Biennial cultural festival in Bafoussam, Cameroon

The Nyang Nyang Festival (also spelled Nyan-Nyang) is a biennial traditional festival celebrated by the Fussep (Bafoussam) and Baleng peoples of the Bamileke ethnic group in the West Region of Cameroon. Held in the city of Bafoussam known as Fussep in the local language every two years, it is widely regarded as one of the oldest traditional carnivals in Africa and is considered the longest festival in Cameroon, lasting approximately four months.
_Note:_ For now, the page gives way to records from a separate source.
PR #3352, opened 2026-07-24
fix(model-files): scope file-settings validation and detect int8/mxfp8

JustMaier:
## Reported symptoms

- **SubtleShader / MNeMiC**: "can't change a model file's precision to int8" — hitting Save on a file's settings fails and nothing persists.
- Related reports of file settings failing to save in other cases, sometimes surfacing as *"There are multiple files with the same type and size, please adjust your files"* for files that aren't actually duplicates.

## Root causes

**1. Per-file save validated the entire version.** `FileEditForm.handleSave` (`Files.tsx`) called `validationCheck()`, which parsed the *whole* `files` array against `metadataSchema`. Any other file in the version missing size / precision / quant type failed the parse, so the file you were actually editing could never be saved.

**2. The error-reporting path threw.** zod's `error.format()` returns a plain **object** keyed by failing index, not an array (verified against this repo's zod: `Array.isArray === false`, `typeof forEach === 'undefined'`). The result was cast to an array and iterated with `.forEach`, so a failed parse raised a `TypeError` instead of showing "Missing required fields" and returning false. Out of `handleSave`'s onClick that means the save silently does nothing — which matches the reports better than a visible validation error, and is very likely the actual mechanism users hit.

**3. The duplicate-file key collapsed absent fields.** `checkConflictingFiles` built its key with `.filter(Boolean)`, so two files that both lacked size/fp/quantType produced an identical key and registered as duplicates. The notification named no files, so it read as though the file being edited was rejected.

**4. safetensors precision auto-detect had no int8 mapping.** `safetensorsDtypeToFp` was a 4-branch allow-list (F16 / BF16 / F32-F64 / F8*) returning `null` otherwise. An int8 safetensors has dtype `I8`, so every tensor mapped to null and no `fp` was ever set (the caller only assigns `if (fp)`). The missing `fp` then trips the "Floating point is required for model files" refinement on the next save. `int8` and `mxfp8` are both live selectable options in prod (the dropdown lists are mod-managed at runtime), so the UI offered values the detector could never produce.

## Changes

- **`checkValidation(uuid?)`** — passing a uuid validates only that file, so a sibling that is still missing metadata can no longer block an unrelated edit. `handleSave` passes the edited file's uuid.
- **Duplicate detection is scoped, not dropped.** The scoped path still runs `getConflictingFiles(files)` and fails the save if the *edited* file is part of a conflicting group — you can't turn File A into a duplicate of File B — while a pair of metadata-less siblings you aren't touching no longer blocks you. (Worth knowing: the whole-array check in `startUpload` is reachable only while uploads are pending — `SaveButton` renders on `hasPending` — so on an already-uploaded version the scoped check is the one that actually runs. `modelFile.update` does no such validation server-side.)
- **Fixed the `format()` iteration** for both paths: errors are now rebuilt as a real array indexed by file position (`files.map((_, i) => formatted[i])`), so a failed whole-array parse reports "Missing required fields" instead of throwing.
- **Positional conflict key** (`join('|')` over `?? ''` placeholders) so absent fields can't alias distinct files. The key doesn't include the file name and component files require none of size/fp/quantType, so a group where *no* member has any of those (two bare `Text Encoder` files, say) is dropped rather than reported — there's nothing to disambiguate on. `checkConflictingFiles` became `getConflictingFiles`, returning the conflicting groups; the notification now names the offending files, matching the existing "missing required fields" message pattern.
- **`safetensorsDtypeToFp`** maps `I8` to `int8` and `F8_E8M0` to `mxfp8`, with the generic `F8*` to `fp8` fallback applied only after the lookup miss. `U8` is deliberately *not* mapped: bitsandbytes packs nf4/fp4 weights as `U8`, and `nf4` is itself a supported option, so guessing `int8` there would auto-fill a wrong value.
- **MXFP8 detection is presence-based.** Byte dominance alone can't find it — a real MXFP8 checkpoint stores weights as `F8_E4M3` with `F8_E8M0` shared-exponent scales at ~1 byte per 32 elements — so `F8_E8M0` tensors alongside fp8 weights now resolve to `mxfp8`.
- `fp8_scaled` / `fp8_mixed` / `nvfp4` are deliberately not inferred: they're scaling schemes, not dtypes, and aren't derivable from the safetensors header.

## Manual verification

1. **The main regression**: open a version that has one incomplete file (e.g. a Checkpoint `Model` file with no precision set) plus a second, complete file. Edit the *complete* file's settings and Save — it should now save. Before this change the save did nothing.
2. Set a file's precision to `int8` and Save — persists; reload the edit modal and confirm it stuck.
3. Drop a new int8 `.safetensors` — the Precision select should auto-fill `int8`. An MXFP8 checkpoint (F8_E4M3 weights + F8_E8M0 scales) should auto-fill `mxfp8`; ordinary fp8 variants still land on `fp8`; fp16/bf16/fp32 unchanged; an nf4 (bitsandbytes, U8) checkpoint should auto-fill nothing rather than a wrong value.
4. Editing a file so it becomes a true duplicate of another (same type, size, precision, format, quant) is still rejected, and the error now names both files.
5. Two bare component files of the **same** type (e.g. `clip_l.safetensors` and `t5xxl.safetensors` both typed `Text Encoder`, both with precision blank) no longer register as duplicates — toggling Required or changing the type on one saves fine. Set a precision on one of them and the pair stays non-conflicting; only genuinely-identical *complete* files are rejected.
6. With an upload still in flight, "Save Changes" on a version where some file is missing required metadata should show the per-file "Missing required fields" notification (previously this path threw and the button appeared to do nothing).

### DIFF
--- a/src/components/Resource/Files.tsx
+++ b/src/components/Resource/Files.tsx
@@ -968,7 +968,7 @@ function FileEditForm({
   }, [versionFile.id]);
 
   const handleSave = () => {
-    const valid = validationCheck();
+    const valid = validationCheck(versionFile.uuid);
     if (valid && versionFile.id) {
       mutate({
         id: versionFile.id,
--- a/src/components/Resource/FilesProvider.tsx
+++ b/src/components/Resource/FilesProvider.tsx
@@ -336,13 +336,12 @@ export function FilesProvider({ model, version, children }: FilesProviderProps) 
 
     const validation = metadataSchema.safeParse(toValidate);
     if (!validation.success) {
-      const formatted = validation.error.format() as unknown as Array<{
-        [k: string]: ZodErrorSchema;
-      }>;
+      // format() returns an object keyed by failing index, not an array.
+      const formatted = validation.error.format() as unknown as Record<number, SchemaError>;
       const errors =
         targetIndex >= 0
           ? files.map((_, i) => (i === targetIndex ? formatted[0] : undefined))
-          : formatted;
+          : files.map((_, i) => formatted[i]);
       setErrors(errors);
 
       const missingFields: string[] = [];
@@ -366,7 +365,17 @@ export function FilesProvider({ model, version, children }: FilesProviderProps) 
       return false;
     }
 
-    if (targetIndex >= 0) return true;
+    if (targetIndex >= 0) {
+      // Only conflicts the edited file is part of — an unrelated pair of siblings
+      // that happen to share a key isn't this save's problem.
+      const target = files[targetIndex];
+      const conflicts = getConflictingFiles(files).filter((group) => group.includes(target));
+      if (conflicts.length) {
+        showConflictNotification(conflicts);
+        return false;
+      }
+      return true;
+    }
 
     // External-generation versions (mod-only, routed via external engines) intentionally
     // ship without files; skip the component-count requirement for them.
@@ -403,17 +412,7 @@ export function FilesProvider({ model, version, children }: FilesProviderProps) 
 
     const conflicts = getConflictingFiles(files);
     if (conflicts.length) {
-      showErrorNotification({
-        title: 'Duplicate file types',
-        error: new Error(
-          conflicts
-            .map(
-              (group) =>
-                `${group.map((f) => f.name).join(', ')}: same type and settings, please adjust`
-            )
-            .join('\n')
-        ),
-      });
+      showConflictNotification(conflicts);
       return false;
     }
     return true;
@@ -817,6 +816,17 @@ export const getConflictingFiles = (files: FileFromContextProps[]) => {
   return [...groups.values()].filter((group) => group.length > 1);
 };
 
+const showConflictNotification = (conflicts: FileFromContextProps[][]) => {
+  showErrorNotification({
+    title: 'Duplicate file types',
+    error: new Error(
+      conflicts
+        .map((group) => `${group.map((f) => f.name).join(', ')}: same type and settings`)
+        .join('\n')
+    ),
+  });
+};
+
 /** Model types whose primary file is an archive/config rather than model weights */
 const archivePrimaryModelTypes: ModelType[] = [
   ModelType.Workflows,
@@ -852,7 +862,6 @@ function inferFileType(fileName: string, modelType?: ModelType | null): ModelFil
       return undefined;
   }
 }
-
 
 /**
  * Pick a default type for a file dropped into the Additional Components section so
--- a/src/components/Resource/FilesProvider.tsx
+++ b/src/components/Resource/FilesProvider.tsx
@@ -35,6 +35,7 @@ type SchemaError = {
   format?: ZodErrorSchema;
   quantType?: ZodErrorSchema;
 };
+type FileErrors = Array<SchemaError | undefined>;
 
 // Both link mutations (the Meili picker and linkOfficialFileByHash) return the
 // same server shape; map it to a client LinkedComponent in one place.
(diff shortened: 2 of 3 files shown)


CivitaiDevOpsAgent:

JustMaier:
Review fixes pushed in `540bd62` (typecheck clean, prettier clean). PR body rewritten — two claims in it were wrong and are now corrected.

**D2 (ship gate) — fixed.** Confirmed independently against this repo's zod before touching it: `error.format()` on an array schema returns a plain object keyed by the *failing* index (`keys: ['1','_errors']`, `Array.isArray === false`, `typeof forEach === 'undefined'`). So the whole-array branch threw a `TypeError` out of `checkValidation` rather than returning false — swallowed by `FilesEditModal`'s `.catch(() => ({}))`. Errors are now rebuilt as a real array in both branches:

```ts
const errors =
  targetIndex >= 0
    ? files.map((_, i) => (i === targetIndex ? formatted[0] : undefined))
    : files.map((_, i) => formatted[i]);
```

Agreed this is very likely the real mechanism behind "errors and nothing persists" — the PR body now leads with it as root cause #2 instead of the old narrative.

**D4 — fixed.** You're right that "deferred to upload/publish" was false: `SaveButton` is gated on `hasPending`, so on a fully-uploaded version the whole-array path never runs, and `modelFile.update` validates nothing server-side. The scoped path now runs `getConflictingFiles(files)` and only reports groups containing the edited file — you still can't turn File A into a duplicate of File B, but a metadata-less sibling pair you aren't touching can't block you. Shared notification helper so both paths report identically.

**D6 — fixed.** Dropped `U8 -> int8`; bitsandbytes packs nf4/fp4 as `U8` and `nf4` is a real supported option, so that would have auto-filled a wrong value. Detecting nothing is the right outcome there.

**D5 — implemented rather than removed.** It was a clean ~3 lines: `inferSafetensorsPrecision` now keeps its byte-dominance pick, then upgrades `fp8` to `mxfp8` when any `F8_E8M0` tensor is present, since the shared-exponent scales are ~1 byte per 32 elements and never win on bytes. The `bytesByFp` map is keyed by string with a single cast at the return, which also removed the cast from `safetensorsDtypeToFp`.

**Skipped as instructed:** D3 (component-count bypass via the Required switch) and D7 (stale sibling error highlighting after a successful scoped save) — both yours to track.

Scoping fix left exactly as reviewed: a sibling missing metadata never blocks an unrelated edit.

JustMaier:
N1 fixed in `83ce815` (typecheck clean, prettier clean). Good catch — the scoped conflict check did reintroduce a narrow version of the blocker the check was originally dropped to avoid.

`getConflictingFiles` now discards any group where no member has `size`, `fp`, or `quantType` set:

```ts
const hasDistinguishingSettings = (file: FileFromContextProps) =>
  !!(file.size || file.fp || file.quantType);

return [...groups.values()].filter(
  (group) => group.length > 1 && group.some(hasDistinguishingSettings)
);
```

Two bare `Text Encoder` files (`clip_l` + `t5xxl`, precision blank) no longer collide, so toggling Required or changing a type on one saves. Set a precision on either and they still don't conflict — they'd have to be genuinely identical *and* complete to be rejected. Truthiness rather than `!= null` because empty string isn't a valid value in any of those unions, and it avoids an `eqeqeq` argument. The fix lands in `getConflictingFiles` itself, so the scoped and whole-array paths both get it.

PR body corrected in two places: manual-verification step 5 now describes the same-type case accurately (the old wording was only true when the types differed), and the conflict-key bullet states the name-omission caveat.

Untouched as instructed: D3, D7, the D1 residual (whole-array check unreachable from Manage Files with nothing pending), and the auto-upload-on-drop path that persists with no conflict check.

On the two snags flagged as unverifiable: both compile clean. `Record<number, SchemaError>` is only an assertion over `format()`'s output and indexes fine with a numeric index; the string-keyed `bytesByFp` needs no cast internally, with the single `as ModelFileFp | null` at the return of `inferSafetensorsPrecision`.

The festival name derives from the cry of ravens or crows (nyang nyang) that echo in the fields during the harvest season, symbolically accompanying women as they work the land. In the local tongue, Nyang Nyang translates broadly as "power" or "magic", reflecting the festival's deep spiritual and communal significance.

== Background ==

=== People and Place ===
This festival, is owned and practiced by the people of Bafoussam, Bafoussam is the capital of the West Region of Cameroon and the heartland of the Bamileke people, a group renowned for their rich cultural heritage, masquerade traditions, and elaborate ceremonial life. The indigenous inhabitants of Bafoussam refer to themselves as the Fussep, a name derived from their ancestral Tikar heritage. The Bamileke trace their origins to the Tikar people of the Adamawa Plateau, who migrated southward into the forested highlands following historical conflicts and invasions.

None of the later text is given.